How many lines in the material below include the string "nodemon"? Only the number should be given.

=-=-=-=-=

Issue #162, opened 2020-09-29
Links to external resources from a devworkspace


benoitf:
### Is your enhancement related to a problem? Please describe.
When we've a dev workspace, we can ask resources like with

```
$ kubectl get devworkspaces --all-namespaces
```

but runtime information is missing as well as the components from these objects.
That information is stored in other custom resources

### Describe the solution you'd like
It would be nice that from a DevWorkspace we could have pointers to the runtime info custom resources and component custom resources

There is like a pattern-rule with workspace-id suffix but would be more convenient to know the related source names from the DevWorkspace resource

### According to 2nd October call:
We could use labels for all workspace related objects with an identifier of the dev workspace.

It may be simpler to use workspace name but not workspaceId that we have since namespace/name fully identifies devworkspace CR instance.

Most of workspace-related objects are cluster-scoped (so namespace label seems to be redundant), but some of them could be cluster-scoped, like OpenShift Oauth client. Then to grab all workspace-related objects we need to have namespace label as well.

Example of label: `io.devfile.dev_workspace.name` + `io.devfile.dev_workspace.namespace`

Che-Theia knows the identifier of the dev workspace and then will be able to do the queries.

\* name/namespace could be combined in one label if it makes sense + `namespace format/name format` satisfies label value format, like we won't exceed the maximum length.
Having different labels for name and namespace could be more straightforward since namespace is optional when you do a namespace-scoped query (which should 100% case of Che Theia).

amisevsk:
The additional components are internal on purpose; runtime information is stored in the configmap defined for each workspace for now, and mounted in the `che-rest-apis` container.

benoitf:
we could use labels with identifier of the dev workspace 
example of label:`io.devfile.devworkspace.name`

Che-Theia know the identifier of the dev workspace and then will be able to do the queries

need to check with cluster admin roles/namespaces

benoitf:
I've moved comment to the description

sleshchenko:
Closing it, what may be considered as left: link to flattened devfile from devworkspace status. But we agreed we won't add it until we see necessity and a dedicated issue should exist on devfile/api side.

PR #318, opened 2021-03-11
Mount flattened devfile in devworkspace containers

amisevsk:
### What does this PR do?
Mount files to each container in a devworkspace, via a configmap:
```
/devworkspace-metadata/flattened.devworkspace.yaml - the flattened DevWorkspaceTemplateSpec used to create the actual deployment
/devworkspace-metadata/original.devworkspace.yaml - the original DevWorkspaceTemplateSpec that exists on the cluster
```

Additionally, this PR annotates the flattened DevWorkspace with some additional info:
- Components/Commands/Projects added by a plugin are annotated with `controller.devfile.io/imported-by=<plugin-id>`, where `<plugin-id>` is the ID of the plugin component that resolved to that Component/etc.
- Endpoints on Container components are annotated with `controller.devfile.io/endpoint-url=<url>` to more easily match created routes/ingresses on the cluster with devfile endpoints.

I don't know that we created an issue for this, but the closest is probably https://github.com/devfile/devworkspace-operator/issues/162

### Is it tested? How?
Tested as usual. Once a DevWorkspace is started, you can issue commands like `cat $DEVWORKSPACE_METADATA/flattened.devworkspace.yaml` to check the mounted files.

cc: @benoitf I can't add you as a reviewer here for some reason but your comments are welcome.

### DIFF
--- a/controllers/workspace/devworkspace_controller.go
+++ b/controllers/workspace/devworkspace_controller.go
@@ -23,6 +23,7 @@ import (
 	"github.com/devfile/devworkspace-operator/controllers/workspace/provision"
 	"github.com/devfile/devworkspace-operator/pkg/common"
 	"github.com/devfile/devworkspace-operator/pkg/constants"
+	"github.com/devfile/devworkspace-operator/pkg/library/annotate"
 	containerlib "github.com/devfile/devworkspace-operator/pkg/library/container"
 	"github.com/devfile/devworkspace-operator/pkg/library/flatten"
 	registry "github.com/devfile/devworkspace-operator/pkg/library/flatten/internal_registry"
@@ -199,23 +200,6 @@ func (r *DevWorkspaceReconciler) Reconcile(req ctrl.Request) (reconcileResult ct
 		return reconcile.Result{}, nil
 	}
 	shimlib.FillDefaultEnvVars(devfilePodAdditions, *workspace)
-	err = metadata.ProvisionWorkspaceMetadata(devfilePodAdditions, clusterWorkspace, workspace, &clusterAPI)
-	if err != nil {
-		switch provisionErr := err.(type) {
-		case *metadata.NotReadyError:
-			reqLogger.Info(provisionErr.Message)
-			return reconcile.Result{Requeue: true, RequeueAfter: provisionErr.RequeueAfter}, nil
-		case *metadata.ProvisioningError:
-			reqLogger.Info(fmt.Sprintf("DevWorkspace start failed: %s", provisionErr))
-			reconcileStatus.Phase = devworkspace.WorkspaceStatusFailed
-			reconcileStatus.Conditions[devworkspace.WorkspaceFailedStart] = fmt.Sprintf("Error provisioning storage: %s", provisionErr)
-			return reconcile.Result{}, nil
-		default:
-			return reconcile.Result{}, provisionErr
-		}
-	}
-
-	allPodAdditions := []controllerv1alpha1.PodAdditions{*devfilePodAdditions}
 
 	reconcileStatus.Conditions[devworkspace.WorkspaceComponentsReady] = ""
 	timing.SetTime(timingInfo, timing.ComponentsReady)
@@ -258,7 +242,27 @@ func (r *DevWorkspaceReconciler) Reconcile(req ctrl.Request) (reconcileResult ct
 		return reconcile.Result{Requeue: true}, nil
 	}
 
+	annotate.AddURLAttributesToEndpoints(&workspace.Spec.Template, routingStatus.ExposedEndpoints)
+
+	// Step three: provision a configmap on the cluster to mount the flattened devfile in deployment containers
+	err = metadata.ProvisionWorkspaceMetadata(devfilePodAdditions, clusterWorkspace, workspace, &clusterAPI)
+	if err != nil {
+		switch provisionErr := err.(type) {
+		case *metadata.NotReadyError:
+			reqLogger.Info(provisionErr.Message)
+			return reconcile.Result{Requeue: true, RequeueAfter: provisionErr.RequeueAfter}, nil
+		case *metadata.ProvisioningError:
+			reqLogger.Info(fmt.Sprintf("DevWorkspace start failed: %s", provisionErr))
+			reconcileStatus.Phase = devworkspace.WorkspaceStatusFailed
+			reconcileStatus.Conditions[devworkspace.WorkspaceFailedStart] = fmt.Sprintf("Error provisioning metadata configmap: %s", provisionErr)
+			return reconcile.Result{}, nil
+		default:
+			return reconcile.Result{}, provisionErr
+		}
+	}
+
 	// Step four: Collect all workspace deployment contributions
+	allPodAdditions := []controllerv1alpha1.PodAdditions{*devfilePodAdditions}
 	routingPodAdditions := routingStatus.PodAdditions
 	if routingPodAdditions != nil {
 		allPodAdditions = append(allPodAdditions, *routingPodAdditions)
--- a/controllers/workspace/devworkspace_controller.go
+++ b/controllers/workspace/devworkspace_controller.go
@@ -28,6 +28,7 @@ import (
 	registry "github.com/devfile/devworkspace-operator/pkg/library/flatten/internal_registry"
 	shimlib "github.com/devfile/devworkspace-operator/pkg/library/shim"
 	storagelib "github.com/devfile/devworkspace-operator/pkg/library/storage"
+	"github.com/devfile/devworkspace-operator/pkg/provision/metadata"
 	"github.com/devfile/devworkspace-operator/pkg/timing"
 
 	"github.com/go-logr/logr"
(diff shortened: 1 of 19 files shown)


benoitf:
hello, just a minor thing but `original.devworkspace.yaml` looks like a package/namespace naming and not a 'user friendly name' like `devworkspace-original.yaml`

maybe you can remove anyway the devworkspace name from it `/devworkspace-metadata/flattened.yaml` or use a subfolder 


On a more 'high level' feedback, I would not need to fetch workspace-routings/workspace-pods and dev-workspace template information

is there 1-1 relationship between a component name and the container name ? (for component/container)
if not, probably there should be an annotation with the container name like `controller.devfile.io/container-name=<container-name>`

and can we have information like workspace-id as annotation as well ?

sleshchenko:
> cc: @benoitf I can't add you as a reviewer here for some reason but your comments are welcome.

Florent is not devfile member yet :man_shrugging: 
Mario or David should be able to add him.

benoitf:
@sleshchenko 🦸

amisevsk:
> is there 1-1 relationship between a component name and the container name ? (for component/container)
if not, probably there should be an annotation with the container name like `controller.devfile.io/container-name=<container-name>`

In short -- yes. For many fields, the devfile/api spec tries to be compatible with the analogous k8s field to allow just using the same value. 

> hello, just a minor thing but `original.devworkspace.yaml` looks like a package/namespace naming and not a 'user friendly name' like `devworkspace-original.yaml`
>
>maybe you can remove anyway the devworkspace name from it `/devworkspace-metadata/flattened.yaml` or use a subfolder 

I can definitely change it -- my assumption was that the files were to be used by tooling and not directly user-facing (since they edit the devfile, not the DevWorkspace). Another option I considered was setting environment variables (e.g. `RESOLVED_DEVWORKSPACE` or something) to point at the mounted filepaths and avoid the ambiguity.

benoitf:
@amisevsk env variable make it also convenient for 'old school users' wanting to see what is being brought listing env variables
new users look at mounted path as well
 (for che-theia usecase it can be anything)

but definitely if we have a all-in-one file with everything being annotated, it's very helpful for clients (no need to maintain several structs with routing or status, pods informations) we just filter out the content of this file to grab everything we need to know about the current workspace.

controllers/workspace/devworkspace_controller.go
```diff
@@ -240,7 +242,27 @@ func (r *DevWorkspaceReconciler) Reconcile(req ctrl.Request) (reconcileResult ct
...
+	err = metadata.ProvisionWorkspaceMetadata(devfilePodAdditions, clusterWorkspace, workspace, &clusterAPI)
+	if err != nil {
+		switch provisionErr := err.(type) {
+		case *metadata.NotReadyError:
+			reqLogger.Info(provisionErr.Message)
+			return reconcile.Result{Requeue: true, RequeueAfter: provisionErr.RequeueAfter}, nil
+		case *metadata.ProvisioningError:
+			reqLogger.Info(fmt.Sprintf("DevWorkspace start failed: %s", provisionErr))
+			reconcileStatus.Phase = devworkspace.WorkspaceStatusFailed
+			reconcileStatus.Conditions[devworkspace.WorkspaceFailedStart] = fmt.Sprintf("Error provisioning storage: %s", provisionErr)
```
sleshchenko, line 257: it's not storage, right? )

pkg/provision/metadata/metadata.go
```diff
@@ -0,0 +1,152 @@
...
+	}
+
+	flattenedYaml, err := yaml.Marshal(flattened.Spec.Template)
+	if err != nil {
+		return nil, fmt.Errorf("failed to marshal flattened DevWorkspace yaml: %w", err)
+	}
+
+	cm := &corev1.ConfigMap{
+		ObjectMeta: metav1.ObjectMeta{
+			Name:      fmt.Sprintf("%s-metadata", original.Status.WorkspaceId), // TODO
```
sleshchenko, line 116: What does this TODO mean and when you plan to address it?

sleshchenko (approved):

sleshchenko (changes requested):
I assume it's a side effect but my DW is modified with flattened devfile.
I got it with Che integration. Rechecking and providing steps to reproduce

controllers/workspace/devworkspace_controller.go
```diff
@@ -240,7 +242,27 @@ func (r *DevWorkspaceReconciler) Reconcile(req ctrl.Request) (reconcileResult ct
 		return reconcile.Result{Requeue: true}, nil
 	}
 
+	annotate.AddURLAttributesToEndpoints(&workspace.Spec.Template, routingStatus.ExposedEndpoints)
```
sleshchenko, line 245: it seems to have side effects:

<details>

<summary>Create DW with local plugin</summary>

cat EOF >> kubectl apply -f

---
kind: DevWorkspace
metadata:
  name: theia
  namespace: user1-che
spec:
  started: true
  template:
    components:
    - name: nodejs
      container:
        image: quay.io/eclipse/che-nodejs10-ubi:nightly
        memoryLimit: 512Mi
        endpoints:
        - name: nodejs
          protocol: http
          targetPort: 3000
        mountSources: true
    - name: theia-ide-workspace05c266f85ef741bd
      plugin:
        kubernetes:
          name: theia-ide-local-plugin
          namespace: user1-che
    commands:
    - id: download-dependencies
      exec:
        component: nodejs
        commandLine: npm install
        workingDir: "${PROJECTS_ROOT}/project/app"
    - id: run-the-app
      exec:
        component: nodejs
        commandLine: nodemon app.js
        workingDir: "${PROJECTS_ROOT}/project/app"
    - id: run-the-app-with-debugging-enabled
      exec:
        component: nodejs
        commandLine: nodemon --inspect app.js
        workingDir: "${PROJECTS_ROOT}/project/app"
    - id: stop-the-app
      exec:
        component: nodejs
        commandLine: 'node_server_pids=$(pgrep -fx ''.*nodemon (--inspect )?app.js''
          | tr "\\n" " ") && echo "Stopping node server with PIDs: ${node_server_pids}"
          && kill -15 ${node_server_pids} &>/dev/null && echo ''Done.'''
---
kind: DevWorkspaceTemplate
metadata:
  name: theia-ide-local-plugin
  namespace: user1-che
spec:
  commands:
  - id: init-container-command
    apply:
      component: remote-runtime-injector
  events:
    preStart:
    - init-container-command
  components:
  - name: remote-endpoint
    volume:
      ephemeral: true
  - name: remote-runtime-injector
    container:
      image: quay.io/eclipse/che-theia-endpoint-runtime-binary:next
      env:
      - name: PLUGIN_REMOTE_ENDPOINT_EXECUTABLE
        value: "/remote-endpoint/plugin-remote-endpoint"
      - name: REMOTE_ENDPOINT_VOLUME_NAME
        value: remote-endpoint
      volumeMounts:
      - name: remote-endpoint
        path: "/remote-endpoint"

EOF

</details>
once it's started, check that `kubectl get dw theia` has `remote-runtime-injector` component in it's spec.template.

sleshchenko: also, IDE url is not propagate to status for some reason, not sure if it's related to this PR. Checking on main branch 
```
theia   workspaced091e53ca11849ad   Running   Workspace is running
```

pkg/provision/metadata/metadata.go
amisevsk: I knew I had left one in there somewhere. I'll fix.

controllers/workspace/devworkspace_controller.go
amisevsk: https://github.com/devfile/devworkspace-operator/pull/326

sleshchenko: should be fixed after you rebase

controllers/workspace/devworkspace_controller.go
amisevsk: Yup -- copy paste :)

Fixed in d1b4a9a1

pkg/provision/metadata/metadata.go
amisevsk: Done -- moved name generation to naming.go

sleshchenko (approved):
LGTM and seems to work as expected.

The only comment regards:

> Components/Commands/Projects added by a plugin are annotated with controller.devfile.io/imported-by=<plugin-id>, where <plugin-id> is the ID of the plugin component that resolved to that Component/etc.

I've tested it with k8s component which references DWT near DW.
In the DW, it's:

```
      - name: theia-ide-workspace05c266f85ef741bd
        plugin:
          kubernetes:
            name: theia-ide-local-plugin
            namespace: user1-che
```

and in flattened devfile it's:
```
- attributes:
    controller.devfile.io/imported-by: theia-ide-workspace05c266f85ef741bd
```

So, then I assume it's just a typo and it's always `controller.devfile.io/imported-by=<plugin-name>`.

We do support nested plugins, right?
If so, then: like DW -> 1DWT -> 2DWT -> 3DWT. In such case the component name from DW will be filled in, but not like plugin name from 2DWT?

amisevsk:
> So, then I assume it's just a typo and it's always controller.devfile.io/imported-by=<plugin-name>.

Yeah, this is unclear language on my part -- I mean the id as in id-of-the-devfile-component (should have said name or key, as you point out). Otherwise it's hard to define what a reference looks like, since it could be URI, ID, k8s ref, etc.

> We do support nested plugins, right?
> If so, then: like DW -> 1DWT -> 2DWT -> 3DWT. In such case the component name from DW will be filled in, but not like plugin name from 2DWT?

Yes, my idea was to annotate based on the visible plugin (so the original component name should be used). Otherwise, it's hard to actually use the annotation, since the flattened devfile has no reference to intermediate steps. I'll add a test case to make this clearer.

=-=-=-=-=

* RESPONSE TO THE EXERCISE
3